You’ve graduated past the 101 beginner class of video conferencing — you have the equipment and technology you need, you’ve learned how to make a call and you’ve experienced first-hand the benefits of meeting over video. Now it’s time to learn the art, the etiquette and the masterful craft of making those video calls successful for everyone involved! Here are some tips and tricks for those advanced video callers who are ready to up their game in how they meet.
Golden Rule #1: Keep it concise. Allow me to reference Occam’s Razor to illustrate this rule: “The simplest explanation is usually the correct one.” That means keep your video calls short and sweet. Everyone has schedules that are jam-packed these days, and frivolous conversation not only is unproductive and time-consuming but can also be extremely frustrating. Getting your point across quickly rather than engaging in all the small talk will ensure that your video participants are listening and not reaching for their phones to cruise through some email while “this long-winded dude” gets to his point.
Golden Rule #2: Be prepared for the meeting. There’s nothing worse than going to a meeting without any context clues and having the presenter walk in late and shuffle around because they weren’t ready. Make an agenda in advance, send it out to your attendees and stick to it throughout the call. Not only does it help with productivity and efficiency, it’ll also set the tone for the meeting and give others time to prepare their questions and contributions so the conversation can keep going outside of the meeting room.
Golden Rule #3: Utilize visuals to enhance participant interest. Visuals are a great way to keep a meeting interesting and fresh. With Lifesize Share, you can wirelessly share applications, PowerPoint™ presentations, videos, charts, graphs or anything else for real-time collaboration.
Golden Rule #4: Record the video conference for absent colleagues. Unfortunately, quick projects and last-minute deadlines can pop up unexpectedly throughout one’s workday. So it’s important to record your video call so that late or absent colleagues can tune in later at their convenience to catch up on the information.
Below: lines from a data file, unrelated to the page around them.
PR #1405, opened 2019-08-23
Deploy scripts: edit GitHub release descriptions given semver ranges

pdcastro:
Change-type: patch


automation/deploy-bin.ts
```diff
@@ -57,3 +58,201 @@ export async function release() {
...
+	let newDescription = `
+		Please note: the "login" command in this release is affected by a
+		security issue fixed in versions
+		[7.10.10](https://github.com/balena-io/balena-cli/releases/tag/v7.10.10),
+		[8.1.1](https://github.com/balena-io/balena-cli/releases/tag/v8.1.1),
+		[9.15.7](https://github.com/balena-io/balena-cli/releases/tag/v9.15.7),
+		[10.17.6](https://github.com/balena-io/balena-cli/releases/tag/v10.17.6),
+		[11.7.3](https://github.com/balena-io/balena-cli/releases/tag/v11.7.3)
+		and later. If you need to use this version, avoid passing your password,
+		keys or tokens as command-line arguments. ${editID}`;
```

Golden Rule #5: Optimize the conference room for video. Though video conferencing can be done just about anywhere, a well-designed meeting space can help make the call more aesthetically pleasing for viewers. For example, bright colors tend to heighten engagement, so get some paint up on the walls of the conference room. Lighting is also a very important factor on a video call. Make sure the room is well-lit and glare-free. Don’t forget to have a little fun, too. Personalize your office or conference room for added effect.
Golden Rule #6: Minimize distractions. This may seem obvious, but it is important to make sure that everyone is focused on the meeting at hand and not on other distracting tasks. Make sure that everyone’s cell phone is off, their laptops are muted and the room is quiet. If you are sharing your screen with the other participants, try to disable pop-up notifications and close other programs like chat, calendar notifications and e-mail.
Golden Rule #7: Don’t forget to be yourself. We’re well past video conferencing being solely used for those quarterly boardroom meetings with your executive team — it has transformed into a daily way of communicating face to face. Just like texting, talking on the phone or walking over to your colleague’s desk and chatting in person, the video conferencing experience is about what’s being discussed. So don’t fret when it comes to getting on camera — just be yourself!
Golden Rule #8: Keep meetings right-sized. The more people there are on a call, the more confusing and distracting things can be. Fewer people mean higher collaboration and increased participation. Of course, if you are having a company-wide meeting, invite everyone to join the live stream and record it for those who can't make the live event.
Golden Rule #9: Double-check your settings. While video calling just takes one click of a button now, it never hurts to get into your meeting room a couple of minutes early and make sure your settings are in place. That way, if you have an external monitor with a built-in camera, you can adjust accordingly and bring whatever related dongles you might need for a seamless video call.
Golden Rule #10: Use common courtesy. Because video collaboration is just like an in-person interaction, it is important to use the same courtesy you would use if you were in the same room. This includes paying attention to the speaker, minimizing multitasking and refraining from interrupting. Though this may seem obvious, good manners can take you far when building business relationships.
By following these golden rules of video conferencing, you can ensure that all will have a seamless, crystal clear, outstanding experience.